5- group V (paclitaxel-administered group treated with the mixture of rutin and hesperidin):
Rats in this group were administered paclitaxel intraperitoneally like paclitaxel-administered control group and were also treated orally with the mixture of rutin and hesperidin at a dose of 10 mg/kg (dissolved in 5 ml 1% CMC) b. wt every other day for six weeks.
The results of the current study revealed that paclitaxel caused a marked elevation in serum parameters related to liver function, including ALT, AST, GGT and ALP activities, along with total bilirubin level, even though reduced albumin level. Accordance with these biochemical changes, remarkable histopathological alterations in liver tissue were detected in paclitaxel-administered animals in the form of congestion of the central veins and portal area blood vessels, marked degenerative including fatty changes and moderate necrotic changes with focal nuclear pyknosis in certain areas, focal leuckocytic infiltration mainly mononuclear cells and proliferation of Kupffer cells. While, most of these biochemical and histopathological changes were effectively improved by the treatment of these animals with rutin and/or hesperidin.
The obtained data from IHC staining of the liver sections in paclitaxel-administered rats, revealed a significant increase of caspase-3 activity and TNF-α concentration. On the other hand, the treatments successfully improved these changes.
Paclitaxel administration induced nephrotoxicity that was verified by elevations in serum urea, uric acid and creatinine levels, besides histopathological changes in the form of degenerative changes and nuclear pykosis of the lining epithelium of the renal tubules associated with glomerulonephrosis in most glomeruli. Focal interstitial nephritis could be found. Furthermore, congestion was found in the glomerular tuft and interstitial blood capillaries. While, the treatments declined the elevated levels of serum urea, uric acid and creatinine plus ameliorated the histological deterioration of the kidney.
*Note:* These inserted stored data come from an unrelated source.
Issue #4026, opened 2025-12-12
Support Comments Inside Request Body (for API Testing)


chandanPradhan09:
**Description**
While testing APIs, it’s often useful to include comments within the request body—especially when working with large JSON payloads, optional fields, or conditional data. Currently, Requestly does not allow adding comments (e.g., // comment) inside the body of a request. This causes the request to fail because the body becomes invalid JSON.

**Why This Is Important**

Helps developers annotate complex payloads

Makes debugging easier

Useful for toggling optional fields during testing

Matches behavior of tools like Postman & Insomnia (which gracefully ignore comments)

**Proposed Solution**
Allow comments in request bodies by stripping them before sending the final API request.
Support for formats like:

{
  "name": "Chandan",
  // "testValue": 123,  // temporarily disabled
  "active": true
}

**Additional Notes**

This would greatly enhance usability for API developers and testers.

Anusha-pannati:
heyy!!, I would like to solve this issue.

Kanishkrawatt:
Hey @chandanPradhan09, Support for comments in the request body has now been added!

PR #4110, opened 2026-01-05
[ENGG-4693] feat: Add comments support for JSON modes in API Client editors

Kanishkrawatt:
Closes issue: #4026
## 📜 Summary of changes:
Added support for comments in JSON request bodies for the API client

## 🎥 Demo Video:

https://github.com/user-attachments/assets/de7ae41d-15f2-4aa8-b7cc-772749a2cfbf

## ✅ Checklist:

- [x] Verified UI in browser.
- [x] For UI changes, added/updated analytics events (if applicable).
- [x] **Added demo video showing the changes in action** (if applicable).

## Summary by CodeRabbit

* **New Features**
  * Added JSON5 support in the code editor, enabling more flexible JSON syntax (comments, trailing commas) for editing and highlighting.
  * API client now normalizes and accepts JSON5-formatted request bodies, improving handling of relaxed JSON input.

### DIFF
--- a/app/src/componentsV2/CodeEditor/components/EditorV2/Editor.tsx
+++ b/app/src/componentsV2/CodeEditor/components/EditorV2/Editor.tsx
@@ -3,6 +3,7 @@ import CodeMirror, { EditorView, ReactCodeMirrorRef } from "@uiw/react-codemirro
 import { javascript } from "@codemirror/lang-javascript";
 import { html } from "@codemirror/lang-html";
 import { json5 } from "codemirror-json5";
+import { json } from "@codemirror/lang-json";
 import { css } from "@codemirror/lang-css";
 import { vscodeDark } from "@uiw/codemirror-theme-vscode";
 import { EditorLanguage, EditorCustomToolbar, AnalyticEventProperties } from "componentsV2/CodeEditor/types";
@@ -126,6 +127,8 @@ const Editor: React.FC<EditorProps> = ({
       case EditorLanguage.JAVASCRIPT:
         return javascript({ jsx: false });
       case EditorLanguage.JSON:
+        return json();
+      case EditorLanguage.JSON5:
         return json5();
       case EditorLanguage.HTML:
         return html();
--- a/app/src/features/apiClient/helpers/httpRequestExecutor/httpRequestPreparationService.ts
+++ b/app/src/features/apiClient/helpers/httpRequestExecutor/httpRequestPreparationService.ts
@@ -204,10 +204,11 @@ export class HttpRequestPreparationService {
       typeof renderedEntry.request.body === "string"
     ) {
       try {
+        // Here we are parsing and then re-stringifying to remove any comments and trailing commas from JSON
         const parsed = JSON5.parse(renderedEntry.request.body);
         renderedEntry.request.body = JSON.stringify(parsed);
       } catch (error) {
-        console.warn("Failed to parse JSON5 body:", error);
+        // No op - If parsing fails, we leave the body as it is
       }
     }
 
--- a/app/src/componentsV2/CodeEditor/types/index.ts
+++ b/app/src/componentsV2/CodeEditor/types/index.ts
@@ -5,6 +5,7 @@ import { ReactNode } from "react";
 export enum EditorLanguage {
   JAVASCRIPT = "javascript",
   JSON = "json",
+  JSON5 = "json5",
   HTML = "html",
   CSS = "css",
 }
--- a/app/src/features/apiClient/screens/apiClient/components/views/components/request/renderers/raw-body-renderer.tsx
+++ b/app/src/features/apiClient/screens/apiClient/components/views/components/request/renderers/raw-body-renderer.tsx
@@ -28,7 +28,7 @@ export function RawBody(props: {
     { leading: true, trailing: true }
   );
 
-  const editorLanguage = contentType === "application/json" ? EditorLanguage.JSON : null;
+  const editorLanguage = contentType === "application/json" ? EditorLanguage.JSON5 : null;
 
   return (
     <div className="api-client-code-editor-container api-request-body-editor-container">


app/src/features/apiClient/helpers/httpRequestExecutor/httpRequestPreparationService.ts
```diff
@@ -196,6 +198,18 @@ export class HttpRequestPreparationService {
...
     );
     renderedEntry.request.url = addUrlSchemeIfMissing(renderedEntry.request.url);
+    if (
+      renderedEntry.request.body &&
+      renderedEntry.request.contentType === RequestContentType.JSON &&
+      typeof renderedEntry.request.body === "string"
+    ) {
+      try {
+        const parsed = JSON5.parse(renderedEntry.request.body);
+        renderedEntry.request.body = JSON.stringify(parsed);
```
RuntimeTerror10, line 209: Add comment here why an extra step for parsing the stringified JSON is required.

app/src/features/apiClient/helpers/httpRequestExecutor/httpRequestPreparationService.ts
```diff
@@ -196,6 +198,18 @@ export class HttpRequestPreparationService {
       renderedEntry.request.pathVariables || []
     );
     renderedEntry.request.url = addUrlSchemeIfMissing(renderedEntry.request.url);
+    if (
+      renderedEntry.request.body &&
+      renderedEntry.request.contentType === RequestContentType.JSON &&
+      typeof renderedEntry.request.body === "string"
```
RuntimeTerror10, line 204: No need to check for `string` type

app/src/features/apiClient/helpers/httpRequestExecutor/httpRequestPreparationService.ts
```diff
@@ -196,6 +198,18 @@ export class HttpRequestPreparationService {
...
+    ) {
+      try {
+        const parsed = JSON5.parse(renderedEntry.request.body);
+        renderedEntry.request.body = JSON.stringify(parsed);
+      } catch (error) {
+        console.warn("Failed to parse JSON5 body:", error);
+      }
```
RuntimeTerror10, line 212: Add a no op here since malformed JSON is already present in the body

app/src/componentsV2/CodeEditor/components/EditorV2/Editor.tsx
```diff
@@ -126,7 +126,7 @@ const Editor: React.FC<EditorProps> = ({
       case EditorLanguage.JAVASCRIPT:
         return javascript({ jsx: false });
       case EditorLanguage.JSON:
-        return json();
+        return json5();
```
RuntimeTerror10, line 132: Create a new enum for JSON5 and use this for all editors in API Client

app/src/features/apiClient/helpers/httpRequestExecutor/httpRequestPreparationService.ts
Kanishkrawatt: We cannot remove the string check because TypeScript throws an error saying the request body can be FormData or multipart form.

Even though we are checking the content type to confirm it is JSON, TypeScript cannot infer from that check that the request body will always be a string when the content type is JSON.

app/src/features/apiClient/helpers/httpRequestExecutor/httpRequestPreparationService.ts
```diff
@@ -196,6 +198,18 @@ export class HttpRequestPreparationService {
...
+    }
```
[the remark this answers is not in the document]
Kanishkrawatt: This is expected behaviour. If JSON5 parsing fails, it means the input JSON is invalid. In that case, we intentionally do not modify or block the request and allow it to be sent as is. The server is responsible for handling and responding to malformed payloads, and this keeps the client behaviour non intrusive and predictable.

Kanishkrawatt:
## Why choosing [JSON5](https://json5.org/) and not [JSONC](https://jsonc.org/) ?

First, there is an CodeMirror language package available for [JSON5](https://github.com/dimfeld/codemirror-json5), but not for JSONC. This makes editor integration much more easier.

Second, JSON5 supports features like trailing commas. In JSONC, commenting out a field can easily introduce a trailing comma, which results in invalid JSON. Since we do not have editor Linting at the moment, users would not get any immediate feedback about this issue and would end up sending a malformed request that returns a 400 Bad Request.

The main use case for allowing comments in JSON is to temporarily disable a specific field for a particular request.

For example:

```json
{
  "bar": "foo",
  "bar2": "foo2"
}
```

If a user comments out `bar2`:

```json
{
  "bar": "foo", ---> This comma 
  //"bar2": "foo2"
}
```

This introduces a trailing comma, which is invalid in standard JSON and JSONC. Without Linting, this becomes a poor user experience.

JSON5 solves this problem. When we parse the body using the JSON5 parser, it safely handles comments and removes trailing commas, allowing the request to go through successfully without forcing users to manually fix formatting issues.

Therefore, JSON5 makes more sense for this.

wrongsahil:
> ## Why choosing [JSON5](https://json5.org/) and not [JSONC](https://jsonc.org/) ?
> 
> 
> 
> First, there is an CodeMirror language package available for [JSON5](https://github.com/dimfeld/codemirror-json5), but not for JSONC. This makes editor integration much more easier.
> 
> 
> 
> Second, JSON5 supports features like trailing commas. In JSONC, commenting out a field can easily introduce a trailing comma, which results in invalid JSON. Since we do not have editor Linting at the moment, users would not get any immediate feedback about this issue and would end up sending a malformed request that returns a 400 Bad Request.
> 
> 
> 
> The main use case for allowing comments in JSON is to temporarily disable a specific field for a particular request.
> 
> 
> 
> For example:
> 
> 
> 
> ```json
> 
> {
> 
>   "bar": "foo",
> 
>   "bar2": "foo2"
> 
> }
> 
> ```
> 
> 
> 
> If a user comments out `bar2`:
> 
> 
> 
> ```json
> 
> {
> 
>   "bar": "foo", ---> This comma 
> 
>   //"bar2": "foo2"
> 
> }
> 
> ```
> 
> 
> 
> This introduces a trailing comma, which is invalid in standard JSON and JSONC. Without Linting, this becomes a poor user experience.
> 
> 
> 
> JSON5 solves this problem. When we parse the body using the JSON5 parser, it safely handles comments and removes trailing commas, allowing the request to go through successfully without forcing users to manually fix formatting issues.
> 
> 
> 
> Therefore, JSON5 makes more sense for this.

Looks good. 
Point to note: We should always ensure that the final output from the editor is always parsed and converted into a valid json object first. This would always ensure that served receives a valid hson object else it'd fail

RuntimeTerror10:
@wrongsahil I think we should not give editor the responsibility of always returning valid JSON. Editor should be a simple textarea with additional formatting capabilities and should not restrict the user the type of data they get from editor changes. 

For example: In API Client , If I enter an invalid JSON I will expect the server to give me a `bad request` as a response and here editor should not barge in to make it valid.

Also if we editor parses the JSON then source (state) will not have comments in the code, which is a bug.

We can give a feedback for invalid JSON while user is typing/pasting by using CodeMirror's linter plugin. This can give user a  visual error lines so that user can see it before taking any further action.

If we treat the editor as a plain-text source of truth with a linter, we preserve the user's formatting and comments

PR #416, opened 2021-10-04
Fix re-export of TEXT_FORMAT to not require protobuf

medcat:
A minor change, but previously the root-level re-export of `TEXT_FORMAT` would require `cfg(feature = "protobuf")`, despite the text export format not requiring protobufs.  Since this is the only location where `TEXT_FORMAT` is made public, it should be exported regardless of protobuf feature availability.


lucab:
Thanks for the PR, good catch!
Can you please amend your commit with a sign-off line? (See DCO check in CI for details)

PR #426, opened 2021-12-13
Fix broken doc links.

waywardmonkeys:
This fixes broken doc links by specifically telling it where to find the linked entity.


lucab (approved):
LGTM, thanks for the patch!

Paclitaxel-induced cardiotoxicity was verified by elevations in serum CK-MB and LDH activities, furthermore, histopathological changes, including severe hyalinosis associated with focal lymphocyte infiltration, were observed in the hearts of rats administered paclitaxel. The treatment of these animals with rutin and/or hesperidin, successfully prevented most of these biochemical and histological alterations.
Regarding liver, kidney and heart oxidative stress and antioxidant defense system, the treatment of paclitaxel-administered rats with rutin and/or hesperidin reduced the elevated LPO and improved GSH content, and activities of GPx and SOD.
Conclusion:
Oral administration of rutin, hesperidin, and their combination could counteract paclitaxel-induced liver, kidney and heart damage and toxicity through strengthening the antioxidant defense system and decreasing oxidative stress and apoptosis. Additionally, it was discovered that rutin and hesperidin combined therapy was the most effective at restoring liver, kidney and heart function and histological integrity in paclitaxel-administered rat models. However, before rutin and hesperidin be used in humans, more clinical trials are necessary to evaluate their effectiveness and safety during paclitaxel administration. The Food and Drug Administration also needs to approve their use of these flavonoids in human beings. Moreover, further studies are required to scrutinize the effect on mediators of apoptosis other than caspase 3 and mediators of inflammation other TNF-α to identify other targets of rutin and hesperidin in paclitaxel-administered rat.